# Gonna have to drop out....



## B4T (Feb 10, 2009)

Mike.. good luck when you turn the page.. 

Nobody likes to sit around waiting for the phone to ring and the bills keep on coming..

Hopefully you will find a shop looking for someone who wants to work for a pay check.. :thumbsup:


----------



## user4818 (Jan 15, 2009)

mikeh32 said:


> I just dont make enough to live how I do.


I think your priorities are a little messed up, but that's just me. :blink:


----------



## RIVETER (Sep 26, 2009)

mikeh32 said:


> So, needless to say its come time I drop out. I have been in the union for 12 months, and have 500hrs. I have been laid off for 10 of those months too. So, looks like I am going to finish out the school year, then put in the letter. As much as I would love to stay in, I just dont make enough to live how I do. I have 4 cars, 2 bikes, a house, along with a good amount of investments. I have already had to get rid of a truck as well as sell off some stocks. I just cant get rid of everything I busted my ass for. I will still be doing electrical work though, just non union. And it will all be low voltage stuff anyway.
> 
> Just had to vent a bit, but now have a question.
> 
> Can you still pay dues, but turn down work as an apprentice? I ask because I am also in the process of starting up 3 more companies and say for some reason they go south. I could then go back to the union.

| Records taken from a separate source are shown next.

PR #1344, opened 2023-05-17
Add pre-commit to check for ghpc_module label

nick-stroud:
This change:
- Adds a stand alone python tool to validate consistency of `ghpc_module` label that can be used for billing filtering
- Adds a check that provider-meta block is consistent with module naming
- Adds pre-commit to run the above check

```
$ time python3 tools/label-check.py
real    0m0.072s
user    0m0.052s
sys     0m0.026s
```

### Submission Checklist

### DIFF
--- a/tools/label-check.py
+++ b/tools/label-check.py
@@ -1,0 +1,182 @@
+# Copyright 2023 Google LLC
+#
+# Licensed under the Apache License, Version 2.0 (the "License");
+# you may not use this file except in compliance with the License.
+# You may obtain a copy of the License at
+#
+#      http://www.apache.org/licenses/LICENSE-2.0
+#
+# Unless required by applicable law or agreed to in writing, software
+# distributed under the License is distributed on an "AS IS" BASIS,
+# WITHOUT WARRANTIES OR CONDITIONS OF ANY KIND, either express or implied.
+# See the License for the specific language governing permissions and
+# limitations under the License.
+
+import os
+import glob
+import sys
+
+
+LOCALS_TEMPLATE = '''
+locals {{
+  # This label allows for billing report tracking based on module.
+  labels = merge(var.labels, {{ ghpc_module = \"{module_label}\" }})
+}}
+'''
+
+
+class ModulePath:
+    """Convenience class to get various path related information about a module"""
+    MAIN_FILENAME = "main.tf"
+    VARS_FILENAME = "variables.tf"
+    VERSIONS_FILENAME = "versions.tf"
+    OUTPUT_FILENAME = "outputs.tf"
+
+    def __init__(self, module_path: str):
+        self.module_path = module_path
+
+    def has_main(self) -> str:
+        return os.path.isfile(os.path.join(self.module_path, self.MAIN_FILENAME))
+
+    def has_vars(self) -> str:
+        return os.path.isfile(os.path.join(self.module_path, self.VARS_FILENAME))
+
+    def has_outputs(self) -> str:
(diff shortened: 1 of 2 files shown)


tools/label-check.py
```diff
@@ -0,0 +1,182 @@
...
+    MAIN_FILENAME = "main.tf"
+    VARS_FILENAME = "variables.tf"
+    VERSIONS_FILENAME = "versions.tf"
+    OUTPUT_FILENAME = "outputs.tf"
+
+    def __init__(self, module_path: str):
+        self.module_path = module_path
+
+    def has_main(self) -> str:
+        return os.path.isfile(os.path.join(self.module_path, self.MAIN_FILENAME))
```
mr0re1, line 39: `return os.path.isfile(self.main())`

tools/label-check.py
```diff
@@ -0,0 +1,182 @@
...
+locals {{
+  # This label allows for billing report tracking based on module.
+  labels = merge(var.labels, {{ ghpc_module = \"{module_label}\" }})
+}}
+'''
+
+
+class ModulePath:
+    """Convenience class to get various path related information about a module"""
+    MAIN_FILENAME = "main.tf"
```
mr0re1, line 30: No need for constance if `MAIN` is only used in the function `main`.

tools/label-check.py
```diff
@@ -0,0 +1,182 @@
...
+        return os.path.basename(self.module_path)
+
+    def name_label(self) -> str:
+        return self.name().lower()
+
+    def _filepath(self, name: str) -> str:
+        return os.path.join(self.module_path, name)
+
+
+def get_module_paths(root_dir="./") -> list[str]:
```
mr0re1, line 73: nit. What type check did you use? IIUC, some (namely Pyre) doesn't like `list` and requires `typing.List` used instead.

mr0re1, line 73: nit. This function name begs to return `List[ModulePath]` instead of `str`

tools/label-check.py
```diff
@@ -0,0 +1,182 @@
...
+    This function will check that every module with a var.labels is merging in a
+    `ghpc_module` label. If missing, the locals block will be added. It will
+    check that all other references to labels points to the merged local.labels.
+    
+    This function also checks that the provider meta name matches the module
+    name
+    
+    Returns: True if checks passed
+    """
+
```
mr0re1, line 172: `return all(check_module, get_modules_paths())`

tools/label-check.py
```diff
@@ -0,0 +1,182 @@
...
+        else:
+            print('{} provider meta does not match module name'.format(
+                version_file_path))
+            return False
+
+
+def check_module(module_path: ModulePath) -> bool:
+    passed = True
+    if not has_labels_variable(module_path):
+        return passed
```
mr0re1, line 152: `return False`

tools/label-check.py
nick-stroud: 1. I had not enabled type checking. Since enabled and found some additional misses.
2. Using pylance which does not seem to care about list vs List
3. Updated to use List anyway as it is correct

nick-stroud: Done

tools/label-check.py
nick-stroud: I see, but realized I was short circuiting the check for provider meta if labels were not in the module. Logic was updated.

tools/label-check.py
nick-stroud: Done.

mr0re1 (approved):

PR #1347, opened 2023-05-17
Add `config.Path` to point to a particular part of Blueprint

mr0re1:
To be used in error messages:
* To lookup Line&Column info;
* As is if no YAML file were used.


mr0re1:
Close, due to other version landed.

PR #746, opened 2024-05-23
Qa Bugs related issues - 1346 , 1350

sumanvpacewisdom:


src/locales/en.json
```diff
@@ -170,5 +170,6 @@
 	"CSV_UPLOADED_SUCCESSFULLY": "Sample Session Creation CSV Uploaded Successfully",
 	"CSV_UPDATE_FAILED": "Sample Session Creation CSV Upload Failed",
 	"SESSION_CSV_UPLOADED_FAILED": "Bulk Session Creation CSV Upload Failed",
-	"CSV_ROW_LIMIT_EXCEEDED": "CSV row limit exceeded. Please reduce the number of rows in your CSV file."
+	"CSV_ROW_LIMIT_EXCEEDED": "You can only upload 20 sessions at a time",
```
nevil-mathew, line 173: The limit is configurable right? So how can we hardcode this in the response?

nevil-mathew (changes requested):

nevil-mathew (changes requested):
Will this work if the mentee UID is email ?

src/services/sessionInvite.js
```diff
@@ -326,6 +328,13 @@ module.exports = class UserInviteHelper {
 				} else {
 					session.mentor_id = mentorId.result.id
 				}
+				if (
+					session.type == common.SESSION_TYPE.PRIVATE &&
+					!session.mentees.some((item) => typeof item === 'number')
```
nevil-mathew, line 333: Will this work if the mentee UID is email ?

sumanvpacewisdom: i am checking it after fetching the mentee id , so i have also set that if mentee exists replace with mentee id and if the mentee is invalid send the same string .

src/locales/en.json
sumanvpacewisdom: will change it

nevil-mathew (approved):

PR #779, opened 2024-06-20
Global Search FilterList Changes Based On Model Names 

sumanvpacewisdom:


src/services/mentees.js
```diff
@@ -902,7 +915,7 @@ module.exports = class MenteesHelper {
 			let organizationIds = []
 			filterType = filterType.toLowerCase()
 			const attributes =
-				filterType == common.MENTEE_ROLE
+				filterType == common.MENTEE_ROLE || common.SESSION
```
nevil-mathew, line 918: If its session, we should get the session policies right?

src/services/mentees.js
```diff
@@ -914,7 +927,7 @@ module.exports = class MenteesHelper {
 			)
 
 			const visibilityPolicy =
-				filterType == common.MENTEE_ROLE
+				filterType == common.MENTEE_ROLE || common.SESSION
```
nevil-mathew, line 930: If its session, we should get the session policies right?

src/services/mentees.js
sumanvpacewisdom: @nevil-mathew , external_mentee_visbility === external_session_visibility 
so based on that i did migrations also , so checking mentee is also fine it is same as session

nevil-mathew (approved):

PR #787, opened 2024-06-24
Changes related to sessions search filters

sumanvpacewisdom:


src/services/sessionInvite.js
```diff
@@ -461,13 +462,13 @@ module.exports = class UserInviteHelper {
 					}
 				}
 				const containsUserId = session.mentees.includes(userId)
-				if (!containsUserId && session.mentees.length >= 5) {
+				if (!containsUserId && session.mentees.length >= 6) {
```
rakeshSgr, line 465: @sumanvpacewisdom  use the existing config for this

PR #810, opened 2024-07-01
Entity search

rakeshSgr:


src/controllers/v1/entity.js
```diff
@@ -81,4 +81,22 @@ module.exports = class Entity {
...
+
+	/**
+	 * entity details
+	 * @method
+	 * @name details
+	 * @param {Object} req - request data.
+	 * @returns {JSON} - entities.
+	 */
+
+	async details(req) {
```
aks30, line 93: @rakeshSgr Let's rename it to list

src/controllers/v1/entity.js
```diff
@@ -81,4 +81,22 @@ module.exports = class Entity {
...
+		try {
+			req.decodedToken = {}
+			req.decodedToken.id = 0
```
aks30, line 96: Not sure what is this about?

src/database/queries/entity.js
```diff
@@ -55,4 +57,21 @@ module.exports = class UserEntityData {
 			return error
 		}
 	}
+
+	static async getAllEntities(filters, attributes, page, limit, search) {
```
aks30, line 61: Can we extend and reuse the function - findAllEntities

src/services/entity.js
```diff
@@ -204,4 +204,65 @@ module.exports = class EntityHelper {
...
+	 * @param {String} searchText - search label in entity.
+	 * @param {Integer} page -  page no.
+	 * @param {Integer} pageSize -  page limit per api.
+	 * @returns {JSON} - Entity search matched response.
+	 */
+	static async details(query, userId, searchText, pageNo, pageSize) {
+		try {
+			let entityType = query.entity_type_id ? query.entity_type_id : ''
+			let filter
+			if (query.read_user_entity == true) {
```
aks30, line 223: What does the key read_user_entity mean? When will it be true and false?

aks30 (changes requested):
Reviewed on 1 July

src/services/entity.js
rakeshSgr: read_user_entity = = true, it reads requested user created entity and entity created by id 0, 
which means default entities,
The same logic is there in existing read api also

src/database/queries/entity.js
rakeshSgr: that returns only data,  we need data with count as well.  we can do that

rakeshSgr: we have pagination so it won't return all data,  we can't use it

src/controllers/v1/entity.js
rakeshSgr: done

src/controllers/v1/entity.js
rakeshSgr: resolved

src/services/entity.js
```diff
@@ -204,4 +204,65 @@ module.exports = class EntityHelper {
...
+				filter = {
+					[Op.or]: [
+						{
+							created_by: '0',
+						},
+						{
+							created_by: userId,
```
aks30, line 230: Will there be ever a case when regular user will have put an entry in entity table that we have to filter by his userId?

aks30 (changes requested):
Reviewed on 2 July

src/services/entity.js
rakeshSgr: currently its not require,  in the beginning  user can also create entities in that this filter was added

rakeshSgr: frontend not using this

src/controllers/v1/entity.js
```diff
@@ -81,4 +81,20 @@ module.exports = class Entity {
...
+	 * entity list
+	 * @method
+	 * @name list
+	 * @param {Object} req - request data.
+	 * @returns {JSON} - entities.
+	 */
+
+	async list(req) {
+		try {
+			return await entityService.list(req.query, req.decodedToken.id, req.searchText, req.pageNo, req.pageSize)
```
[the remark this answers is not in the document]
rakeshSgr: removed this, not require

PR #816, opened 2024-07-02
Fix: Maintain order while iterating over extensionDetails

nevil-mathew:


src/services/mentors.js
```diff
@@ -944,10 +945,7 @@ module.exports = class MentorsHelper {
 			return responses.successResponse({
 				statusCode: httpStatusCode.ok,
 				message: userDetails.message,
-				result: {
```
rakeshSgr, line 947: @nevil-mathew why response is changed

nevil-mathew: The response structure is same for 'extensionDetails', so removed the unnecessary mapping.

rakeshSgr: @nevil-mathew where you are getting  extensionDetails.count

PR #820, opened 2024-07-03
updated: validations and api-doc

nevil-mathew:


src/services/default-rule.js
```diff
@@ -42,61 +52,58 @@ module.exports = class DefaultRuleHelper {
...
-			})
+			errors.push({ param: 'requester_field', msg: 'Invalid requester_field' })
 		}
 
-		if (errors.length !== 0) {
-			return {
-				isValid: false,
-				errors,
+		if (validTargetField.length > 0 && validRequesterField.length > 0) {
+			if (validTargetField[0]?.data_type !== validRequesterField[0]?.data_type) {
```
rakeshSgr, line 73: @nevil-mathew if validTargetField has  more than one field, then won't check for those ?

src/services/default-rule.js
```diff
@@ -42,61 +52,58 @@ module.exports = class DefaultRuleHelper {
...
+				errors.push({
+					param: 'target_field,requester_field',
+					msg: 'Data types of target_field and requester_field should match',
+				})
+			} else {
+				const operatorValidation = {
```
rakeshSgr, line 79: @nevil-mathew checking for first field is enough?

nevil-mathew: We're checking if the target_field and requester_field have the same data_type before this, when we reach this condition both will have same data_type

src/services/default-rule.js
nevil-mathew: We're only checking other conditions if the target and requester fields are valid.
Else we don't need to check the data type, operator validity.

PR #824, opened 2024-07-04
Entity type validations

nevil-mathew:


src/database/queries/mentorExtension.js
```diff
@@ -182,12 +172,12 @@ module.exports = class MentorExtensionQueries {
 				additionalFilter = `${searchFilter.whereClause}`
 			}
 
-			let filterClause = filterConditions.length > 0 ? ` ${filterConditions.join(' AND ')}` : ''
+			const filterClause = filter.query.length > 0 ? `${filter.query}` : ''
```
rakeshSgr, line 175: @nevil-mathew check filter.query exist or not then check the length

nevil-mathew: Added safe chaining, but this response is returned from internal function, so this will always have `filter.query`.

src/validators/v1/entity-type.js
```diff
@@ -88,6 +131,40 @@ module.exports = {
...
+		req.checkBody('required').optional().isBoolean().withMessage('required is invalid, must be boolean')
+
+		req.checkBody('regex')
+			.optional()
+			.notEmpty()
+			.withMessage('regex field is empty')
+			.isString()
+			.withMessage('regex is invalid,must be string')
+
+		req.checkBody('status')
```
rakeshSgr, line 146: @nevil-mathew it won't break any existing use case right?

PR #830, opened 2024-07-11
Adding organization field to filterList API

sumanvpacewisdom:


src/services/mentees.js
```diff
@@ -958,6 +958,10 @@ module.exports = class MenteesHelper {
 				}
 			}
 
+			if (organization.toLowerCase() === common.FALSE) {
```
rakeshSgr, line 961: @sumanvpacewisdom first why ur fetching the org details if its not require in case of organisation is set false

PR #840, opened 2024-07-18
Bug Fix : 1553 , 1554 Adding LowerCase Validation

sumanvpacewisdom:


src/services/entity-type.js
```diff
@@ -58,6 +59,7 @@ module.exports = class EntityHelper {
 
 	static async update(bodyData, id, loggedInUserId, orgId, roles) {
 		bodyData.updated_by = loggedInUserId
+		bodyData.value = bodyData.value.toLowerCase()
```
nevil-mathew, line 62: Can you check if the value is mandatory for the update?

nevil-mathew:
Approved

src/services/default-rule.js
```diff
@@ -47,13 +47,15 @@ module.exports = class DefaultRuleHelper {
 				value: bodyData.target_field,
 				model_names: { [Op.contains]: [modelName] },
 				required: true,
+				allow_filtering: true,
```
rakeshSgr, line 50: @sumanvpacewisdom we are only validating the allow_filtering:true, for other entity types do we have validation ?

PR #845, opened 2024-07-22
Fix : Deleting_Status_Entity

sumanvpacewisdom:


src/database/migrations/20240722123546-deleting_status_entity.js
```diff
@@ -0,0 +1,14 @@
+'use strict'
+
+/** @type {import('sequelize-cli').Migration} */
+module.exports = {
+	async up(queryInterface, Sequelize) {
+		// Delete entities with label 'Unfulfilled' and value 'UNFULFILLED'
+		await queryInterface.bulkDelete('entities', { label: 'Unfulfilled', value: 'UNFULFILLED' }, {})
+	},
+
+	async down(queryInterface, Sequelize) {
```
aks30, line 10: @sumanvpacewisdom How is this valid down operation. Don't we need to add entity type id in entity table in case we have to insert?

PR #23369, opened 2026-02-03
[CI] Update iree-test-suite ref

amd-eochoalo:
Updates the iree-test-suite to a ref that does not make use of git-lfs.

### DIFF
--- a/.github/workflows/pkgci_test_onnx.yml
+++ b/.github/workflows/pkgci_test_onnx.yml
@@ -107,7 +107,7 @@ jobs:
         uses: actions/checkout@de0fac2e4500dabe0009e67214ff5f5447ce83dd # v6.0.2
         with:
           repository: iree-org/iree-test-suites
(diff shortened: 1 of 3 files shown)


amd-eochoalo:
From the failing tests:

1. Test AMD MI355: interesting numerical difference, will re-run. These definitely don't affect this test, so if it is something more than a fluke, it is not this change.
2. Test ONNX: Timeout outs. Hopefully rerunning will get rid of them
3. RISC-V: has happened before on main
4. Sharktank tests: We achieved what we wanted, which is moved past the git-lfs issue
5. Test Torch Ops: small tolerance issue, will follow up on another PR. Progressed passed git-lfs issue.
6. Torch models: Azure access issue (also seen on main)

Muzammiluddin-Syed-ECE (approved):

amd-eochoalo:
Rerunning fixed:

* Test AMD MI355
* Test ONNX: Timeout outs.

This is an improvement over the current state of the CI.

Issue #23371, opened 2026-02-03
[VMVX] compilation failure on unsupported fp types and narrow types (i4).


hanhanW:
VMVX has been behind in terms of sub-byte and small float support. The support on CPU side is completed, and we can also make VMVX work. The final prototype can be found in https://github.com/hanhanW/iree/commits/users/hanhanW/vmvx-subbyte/ which enables those e2e tests for VMVX.

PR #23372, opened 2026-02-03
[VM] Add sub-byte integer support to ArithToVM.

hanhanW:
Generalize ExtUI/ExtSI/TruncI conversions from i1-only to handle all power-of-two sub-byte widths (i1, i2, i4):

- ExtUI: mask-and-AND for zero extension.
- ExtSI: shift-left/arithmetic-shift-right for sign extension (i2, i4); keep select-based for i1.
- TruncI: mask to the target bit width.

Only power-of-two bit widths are supported to avoid issues with non-standard sizes like i5 or i6.

It is a step towards https://github.com/iree-org/iree/issues/23371


benvanik (changes requested):
a few valid bugprone things (you're testing isInteger(32) and then again below && isInteger(32)

benvanik (approved):
actually, those may be preexisting - yuck

PR #23374, opened 2026-02-03
[VM] Add buffer ops for 8-bit and 16-bit floats in UtilToVM.

hanhanW:
Add buffer fill/load/store support for small float types:
- 8-bit floats (f8 variants): use i8 buffer ops, byte-addressed
- 16-bit floats (f16, bf16): use i16 buffer ops, element-addressed

This mirrors how integer types are handled (i8 uses byte ops, i16 uses element ops).

It is a step towards https://github.com/iree-org/iree/issues/23371


hanhanW:
It depends on https://github.com/iree-org/iree/pull/23372 and https://github.com/iree-org/iree/pull/23373

benvanik (approved):

PR #23375, opened 2026-02-04
[VMVX] Enable sub-byte and small float support in VMVX pipeline.

### LINKED ISSUE #23371: [VMVX] compilation failure on unsupported fp types and narrow types (i4).

hanhanW:
Add passes to VMVX codegen pipline to enable subbyte and small float support.

Pipeline changes:
- Add ArithExpandOps with bf16/f8E8M0 options
- Add ConvertUnsupportedFloatArith pass
- Add EmulateNarrowType pass

Enable the previously excluded e2e tests for VMVX:
- fp4_f32_conversion
- fp_to_subbyte
- small_float_arith
- subbyte_to_fp

The revision exposes an option to disable atomic ops in EmulateNarrowType pass. It is safe to disable it on VMVX because VMVX usually picks tile_size=64 for distribution. There are no races because it does not use cyclic distrubtion. Ideally, we should do an analysis to determine whether atomicRMW ops are needed or not, but it is very involved atm. The pass does not only apply emulation but also linearization.

Fixes https://github.com/iree-org/iree/issues/23371

### DIFF
--- a/compiler/src/iree/compiler/Codegen/Common/EmulateNarrowType.cpp
+++ b/compiler/src/iree/compiler/Codegen/Common/EmulateNarrowType.cpp
@@ -102,6 +102,8 @@ static void populateIreeNarrowTypeEmulationPatterns(
 
 struct EmulateNarrowTypePass final
     : impl::EmulateNarrowTypePassBase<EmulateNarrowTypePass> {
+  using Base::Base;
+
   void getDependentDialects(DialectRegistry &registry) const override {
     registry
         .insert<arith::ArithDialect, func::FuncDialect, memref::MemRefDialect,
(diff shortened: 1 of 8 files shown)


hanhanW:
It depends on
- https://github.com/iree-org/iree/pull/23238
- https://github.com/iree-org/iree/pull/23319
- https://github.com/iree-org/iree/pull/23344
- https://github.com/iree-org/iree/pull/23372
- https://github.com/iree-org/iree/pull/23373
- https://github.com/iree-org/iree/pull/23374

bjacob (approved):

benvanik (approved):

PR #23380, opened 2026-02-04
Introduce `iree_cpu_set_t`, a better `cpu_set_t`

bjacob:
The POSIX standard structure, `cpu_set_t`, has issues:
* It was designed in an era of low core counts, when something like uint64_t felt like it would be enough. It gradually grew to its current size of 1024 bits (glibc) while dynamic-size extensions were also introduced, resulting in a worst-of-both-worlds: it has a large static size AND it still had to mode-switch to dynamic.
* Its bit layout is opaque, so bits can only be addressed individually, which is inefficient unless the compiler is able to coalesce 32 or 64 consecutive accesses, which is not trivial as it relies on loop tiling.

`iree_cpu_set_t` addresses these issues:
* Explicit layout by 64-bit words with bit-to-word mapping given by division (word_idx = bit_idx / 64) as in `iree_bitmap_t`, aka "little endian" word order.
* Direct word addressing.
* Static size just a single word. Storage is inline up to bit count 56, dynamic after that. When using dynamic storage, the bit-count is stored in the first word of dynamic storage.
  * This relies on bit 63 being 0 in pointers: the top bit is reserved to indicate inline storage.  Thus the only assumption here is that pointers never have bit 63 set.
     * The bit-count is intentionally NOT stored in the static storage so as to avoid any issues with large address space hosts (5-level paging => 57-bit address space).
     * Pointers stored in memory are still true pointers, not tagged pointers: bit 63 is set only when *not* storing a pointer.
     * On 32-bit pointer architectures, the whole 32 bits are available for the pointer, which is stored in the low 32 bits, not overlapping with bit 63.

### DIFF
--- a/runtime/src/iree/base/internal/BUILD.bazel
+++ b/runtime/src/iree/base/internal/BUILD.bazel
@@ -378,6 +378,24 @@ iree_runtime_cc_test(
     ],
 )
 
+iree_runtime_cc_library(
+    name = "cpu_set",
+    hdrs = ["cpu_set.h"],
+    deps = [
+        "//runtime/src/iree/base",
+    ],
+)
+
+iree_runtime_cc_test(
+    name = "cpu_set_test",
+    srcs = ["cpu_set_test.cc"],
+    deps = [
+        ":cpu_set",
+        "//runtime/src/iree/testing:gtest",
+        "//runtime/src/iree/testing:gtest_main",
+    ],
+)
+
 #===------------------------------------------------------------------------===#
 # Utilities with thread dependencies
 #===------------------------------------------------------------------------===#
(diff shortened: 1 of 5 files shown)


amd-eochoalo (approved):
I think this looks good in my opinion. Looking forward to see where these functions will be used.

bjacob:
Following dumping my thoughts in https://github.com/iree-org/iree/issues/23395 , I'm not sure that I'll get back to this myself, so I'm not sure that I'd have a short-term plan to use this at all, myself.  It would get used whenever https://github.com/iree-org/iree/issues/23395 is acted on, or possibly by @benvanik for his own NUMA purposes.  I'm not sure that we should merge this if it's not going to be used, so we can close this for now, unless someone is thinking about doing the above things.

Four cars, two bikes, and a truck, heh? I believe you are severing the wrong ties.


----------



## B4T (Feb 10, 2009)

Peter D said:


> I think your priorities are a little messed up, but that's just me. :blink:


The guy worked and bought toys.. why is that wrong to want to keep them all..:blink:

Some people blow $20,000.00 on a trip to Europe and only have pictures to show for it..


----------



## mikeh32 (Feb 16, 2009)

Prior to being an electrician, I worked in IT, as well as designing cash registers(electrical engineering). The hope of being an electrician was get the card, then start on my own. It might sound odd, but I loved doing low voltage electrical work

I already have 2 degrees, along with a long list of IT certs. But, I hated working in IT.


----------



## user4818 (Jan 15, 2009)

B4T said:


> The guy worked and bought toys.. why is that wrong to want to keep them all..:blink:


If you can't pay for your toys, why would you give up a good career in the electrical field? Doesn't compute to me.


----------



## RIVETER (Sep 26, 2009)

mikeh32 said:


> Prior to being an electrician, I worked in IT, as well as designing cash registers(electrical engineering). The hope of being an electrician was get the card, then start on my own. It might sound odd, but I loved doing low voltage electrical work
> 
> I already have 2 degrees, along with a long list of IT certs. But, I hated working in IT.


Im mean this in all honesty...If all of that is true, you still need a course in marketing.


----------



## B4T (Feb 10, 2009)

Peter D said:


> If you can't pay for your toys, why would you give up a good career in the electrical field? Doesn't compute to me.


His good career has no work.. he is sitting home watching his bank account go south..


----------



## mikeh32 (Feb 16, 2009)

Peter D said:


> If you can't pay for your toys, why would you give up a good career in the electrical field? Doesn't compute to me.


I hated working in IT. I headed a help desk, and other departments. being on call for months, 70 hr weeks, 4-6 flights a week, never home, never see friends or family....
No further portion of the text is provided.